# im new, i have an s13



## TuFoteeSX (May 16, 2004)

hi all, im new to the forums, ive been checking things out and finally decided to register. i have a 1992 240sx coupe, maroon, all stock, automatic tranny, bout to do a swap soon, still deciding on what to do. if yall have any ideas to what i should do with my car, let me know. :thumbup:


----------



## OPIUM (Aug 18, 2002)

welcome... and you need to put a LS6 in your 240. You would be the first.


----------



## ronaldo (Feb 23, 2004)

stick with turbo powered machines, they are a hell of alot more fun to drive


----------



## drift240sxdragqueen (Oct 23, 2002)

i can already see the future of this thread...


----------



## Harris (Nov 11, 2002)

drift240sxdrag said:


> i can already see the future of this thread...

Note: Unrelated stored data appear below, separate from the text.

PR #7887, opened 2025-02-22
AppVeyor: Bump python to 3.8

xavier2k6:


xavier2k6:
@arvidn Why does AppVeyor choose `OpenSSL 1.0.2u` instead of latest available 1.1.1 version on image?, same happens with RC_1_2 Branch........

arvidn (approved):
even python 3.8 is EOL now though, isn't it?

PR #1621, opened 2026-05-07
wasm: don't join trailing-comma lines outside WATCOM mode

ddanila:
## Summary

In MASM-compatible mode (`-zcm=masm`) `wasm` eats the directive that follows a macro invocation ending with a trailing comma. The trailing comma is supposed to leave the macro's last positional parameter blank — that's what MASM and TASM both do — but `wasm` instead joins the next physical line as continuation, silently consuming the `END` (or similar) directive and bailing with E249 *End directive required at end of file*.

## Repro

```asm
        .286
        .model  small
        .code

mymacro macro a, b
        nop
endm

        mymacro 1,
        end
```

```
$ wasm -zcm=masm -0 -ms repro.asm
repro.asm(10): Error! E249: End directive required at end of file
```

After fix: 0 errors, OBJ produced.

## Cause

`bld/wasm/c/asmline.c` — `join_multiline_cmds()` unconditionally appends the next physical line whenever the current line's last non-whitespace character is `,`. That's a WATCOM-mode extension. MASM and TASM treat the trailing comma as a complete statement with the trailing positional argument left empty.

## Fix

Gate the comma-continuation on `(Options.mode & MODE_WATCOM)`:

```c
if( (Options.mode & MODE_WATCOM) == 0 )
    return( line );
```

WATCOM-mode behavior is unchanged.

## Cross-checked against the assemblers wasm emulates

| Assembler | Result |
|---|---|
| Microsoft Macro Assembler **5.10** | accepts cleanly, OBJ produced |
| Turbo Assembler **4.1**            | accepts cleanly, OBJ produced |
| `wasm -zcm=masm` (before fix) | E249 |
| `wasm -zcm=masm` (after fix) | accepts, OBJ produced |
| `wasm` (default WATCOM mode, after fix) | unchanged |


jmalak:
It looks like comma on end-of-line should be continuation for wasm and MASM 6.1 mode.
That check should be for MODE_MASM6 and MODE_WATCOM or MODE_MASM5 and MODE_TASM
I am not sure if it is general rule or only in some context.

jmalak:

PR #1622, opened 2026-05-07
wasm: macro substitution drops quote delimiters from TC_STRING args

ddanila:
## Summary

When a single- or double-quoted character argument is substituted into a macro body, `wasm` drops the surrounding `'`/`"` delimiters from the substituted text. So `m '/'` with body `DB x` substitutes `x -> /`, the body becomes `DB /`, and `wasm` rejects with `E020 "Expecting number"`.

## Repro

```asm
        .286
        .model  small
        .data

m macro x
        DB x
endm

        m '/'
        end
```

```
$ wasm -0 -ms repro.asm
repro.asm(7): Error! E020: Expecting number
```

## Fix

Two substitution modes, picked by reference style at preprocess time:

* **Standalone reference** (e.g. body `DB x`, `m '/'` -> `DB '/'`): re-wrap the substituted content with the arg's original `'`/`"` delimiter, doubling embedded delim chars. `<...>` keeps dropping delimiters (raw text, what STRUC.INC depends on).
* **`&`-adjacent reference inside a string** (e.g. body `'&cl'` in MS-DOS `CMACROS.INC`'s `createSeg`, called as `createSeg ...,CODE,...` -> `'CODE'`): `&` is a text-substitution operator that splices the arg's text into the surrounding string. The arg's outer quotes (if any) drop -- this is `wasm`'s historical behavior, on which `bld/watcom/h/mdef.inc`'s `extrn "&p1",`p2`` (called as `xrefn "C",__set_EINVAL`) depends.

Implementation:
* `asm_tok` gets a `string_delim` field set by `get_string` from the opener.
* `parm_list` carries the arg's delim per invocation, recorded only for a single-`TC_STRING`-token arg.
* `replace_param` emits `#dd` (wrap on substitute) or `@dd` (raw on substitute); `my_sprintf` dispatches on the kind.

Regression tests:
* `bld/wasmtest/test1/quotmac.{asm,esm}` -- standalone-reference round-trip across `'/'`, `"ab"`, `"x'y"`, `'a''b'`, `<99>`.
* `bld/wasmtest/test1/qmacand.{asm,esm}` -- `&p` inside body string across bare / `"..."` / `'...'` / `<...>` args.

## Cross-checked against the assemblers wasm emulates

Run under MS-DOS 4.0 in QEMU, against MASM (ML 6.x) and TASM 4.1.

| Case | MASM | TASM | `wasm` before | `wasm` after |
|---|---|---|---|---|
| `m '/'` -> `DB x` round-trip | accepts | accepts | E020 | accepts |
| `m AB` -> `DB '&p'` (bare arg, body wraps -- MS-DOS `createSeg`) | accepts (`'AB'`) | accepts (`'AB'`) | accepts | accepts |
| `m "Z"` -> `DB "&p"` (quoted arg, body re-wraps -- `mdef.inc`) | A2206 | "Extra characters on line" | accepts | accepts |

The third case is `wasm`-specific: MASM/TASM substitute the arg's text *with quotes*, producing `DB ""Z""` (which they reject); `wasm` strips the outer quotes, producing `DB "Z"`. Preserving this divergence keeps `mdef.inc` working.


ddanila:
Unfortunately, was not able to make this small enough ( Initial naive approach failed. But the scenario that I am trying to support here is real and from the msdos 4.0 sources. Will also investigate the windows build failure; no idea how it could be related so specifically with my changes yet.

jmalak:
I will check, but may be to we will need to add / (slash) character as parser token.

ddanila:
OK, windows build passed now...

jmalak:
Probably right solution will be to define new token classes TC_STRING1-TC_STRING... instead of TC_STRING in enumaration constants `enum tok_class` and existing wasm code will need more review for this processing with regards to real string is using only single/double quotes and other forms is mostly context specific.

ddanila:
Yeah, overloading existing TC_STRING with too much metadata is definitely a wrong way, totally agree. The only argument doing in that way was to keep PR small; but it grew up supporting all edge cases anyway.

jmalak:
It is OK. I also don't know each functionality in detail that I need to check and think about ideas.
I think that original design was too simple (MASM 5.x only) to get such difference and fixing other related problems need more changes, it is also reason for minimal diagnostics.
Lexer should hold TC_STRING for single/double quoted strings only and for all other cases not use TC_STRING at all but `TC_<special_open token> <item token type> TC_<special_close token>` and modify all directives to handling this change. I understand it is much big change, but there will be more trouble if we don't resolve root cause. We can do quick fix and next do this design change which need more effort and time.

ddanila:
Yep, let me try to craft something.

jmalak:
I checked how complex is lexer change and it looks like we should use your change.which use multiple TC_STRING_... as you prepare.
Lexer change is more significant and will need big rework of wasm code especialy expression evaluation.

ddanila:
> I checked how complex is lexer change and it looks like we should use your change.which use multiple TC_STRING_... as you prepare. Lexer change is more significant and will need big rework of wasm code especialy expression evaluation.

Totally up to you. Your approach looks doable as well, the PR would be large, but not huge... Like 2-3 times larger than currently.

At the same time, last TC_STRING* approach would not hurt much, we can always start refactoring on top of it merged.

jmalak:
I will submit it as first solution. In case we have more trouble then we can refactore it.

PR #1644, opened 2026-08-02
cg: fix RISC subregister mapping

hakanrw:
The RISC register-table lookup used HW_Equal() to match register sets
against canonical entries in RegsTab.

Narrow integer registers use byte and word register sets that overlap
their canonical physical register but are not exactly equal to it.
MIPS 64-bit values may similarly use paired register sets. Lookup
therefore failed for these register forms and GetArchIndex() returned
register 0.

On MIPS, narrow loads could consequently target the read-only $zero
register and silently discard their result.

Reproducer:
```
    unsigned short narrow_word(unsigned long value)
    {
        return value;
    }
```

Compile with:
```
    wccmps -od test.c
```

Before:
```
    narrow_word:
        sw      $a0,($sp)
        lhu     $zero,($sp)
        andi    $v0,$zero,0xffff
        jr      $ra
        nop
```

After:
```
    narrow_word:
        sw      $a0,($sp)
        lhu     $v0,($sp)
        andi    $v0,$v0,0xffff
        jr      $ra
        nop
```

The fix uses overlap-aware lookup for the MIPS, Alpha, and PowerPC
register tables. This maps byte, word, full-width, and paired register
sets to their physical architectural register. An unrecognized register
now reports an internal compiler error instead of silently selecting
register 0.

### DIFF
--- a/bld/cg/risc/axp/c/axprgtbl.c
+++ b/bld/cg/risc/axp/c/axprgtbl.c
@@ -856,48 +856,41 @@ void            InitRegTbl( void )
 {
 }
 
+static int findArchRegInfo( hw_reg_set regs )
+/********************************************/
+{
+    int         i;
+
+    for( i = ARCH_IDX_START; i < ARCH_IDX_END; i++ ) {
+        if( HW_Ovlap( regs, RegsTab[i].hw_reg ) ) {
+            return( i );
+        }
+    }
+    _Zoiks( ZOIKS_031 );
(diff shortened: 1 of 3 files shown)


jmalak:

jmalak:
Be carefull if you disassembly generated code, OW disassembler can be wrong, it is work-in-progress because tools for RISC are untested.
I think there are some option to use register number instead register alias to be sure if register number is OK.

PR #1647, opened 2026-08-10
wl: fix MIPS PE jump base relocations

hakanrw:
Wlink emitted `HIGHLOW` PE base relocations for MIPS 26-bit jump
relocations.

When an image was loaded away from its preferred base, the loader added
the complete byte delta to the instruction word. This corrupted `j` and
`jal` targets and could cause an immediate crash. Whether a program
worked therefore depended on whether its preferred image base was
available.

Reproducer:

```
    int main(void)
    {
        return 0;
    }
```

Compile and inspect the relocation table:

```
    wclmps test.c
    wdump -f test.exe
```

The entry point is at RVA `0x10020`, with a `jal` relocation at
`0x10028`.

Before:

```
    3:028     3:058     4:060      0650     3:080     3:098
```

After:

```
    5:028     5:058     4:060      0650     5:080     5:098
```

Type 3 is `HIGHLOW`; type 5 is `MIPSJMPADDR`.

The fix maps MIPS `FIX_OFFSET_26` relocations to the existing
`PE_FIX_MIPSJMP` relocation type. Other architectures and relocation
kinds are unchanged.


jmalak:
Thanks for your contribution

Good thing that you did. No OT (Off-Topic) posts are allowed in the technical forums! Deleted all unnecessary posts.


----------



## RacerJunkie (Apr 13, 2004)

Can you drive a 5 speed? And have you looked through the threads on here about RB25 swaps or CA18 swaps?


----------



## SnowMongoose (Apr 28, 2004)

OPIUM said:


> welcome... and you need to put a LS6 in your 240. You would be the first.



LS6?
forgive me, but what is that?

swaps are key!
RB if you can pull it, SR if not...

just get rid of that truck engine
(no offense to KA fans  )


----------



## TuFoteeSX (May 16, 2004)

SnowMongoose said:


> LS6?
> forgive me, but what is that?
> 
> swaps are key!
> ...


ls6 is in one of those old school camaros, i think the yenko camaro(?) i just saw it on speed channel bout 20 minutes ago, they were talkin bout yenkos and camaros and mentioned something bout ls6, wasnt really paying attention becuz they talking bout boring domestics.


----------



## Enthalpy (Mar 17, 2004)

TuFoteeSX said:


> ls6 is in one of those old school camaros, i think the yenko camaro(?) i just saw it on speed channel bout 20 minutes ago, they were talkin bout yenkos and camaros and mentioned something bout ls6, wasnt really paying attention becuz they talking bout boring domestics.



nope.

LS6 is the engine out of the C5 Corvette Z-06 model.


----------



## schebs240 (Apr 13, 2004)

What I would do if I was you, looking for power and support,

Rear sway bay, front and rear strut bars. LSD (limited Slip Differential) U have a DOHC engine so I would go for a good AEM or Injen intake, a decent exhaust, NGK plus and wires and now u have a real nice increase on handling and a small but noticable boost in power. U have a powerful engine already unless u have big bucks to spend keep the KA.


----------



## TuFoteeSX (May 16, 2004)

Enthalpy said:


> nope.
> 
> LS6 is the engine out of the C5 Corvette Z-06 model.


i got owned!


----------



## billyjuan (Jan 14, 2004)

^^^^ yes u did and by Ethalpy :thumbup: ahhahahahah dont worry happens to every1 lol


----------



## Loki (Jan 12, 2004)

hahahahaa know your place and your roll..... :dumbass: LOL


----------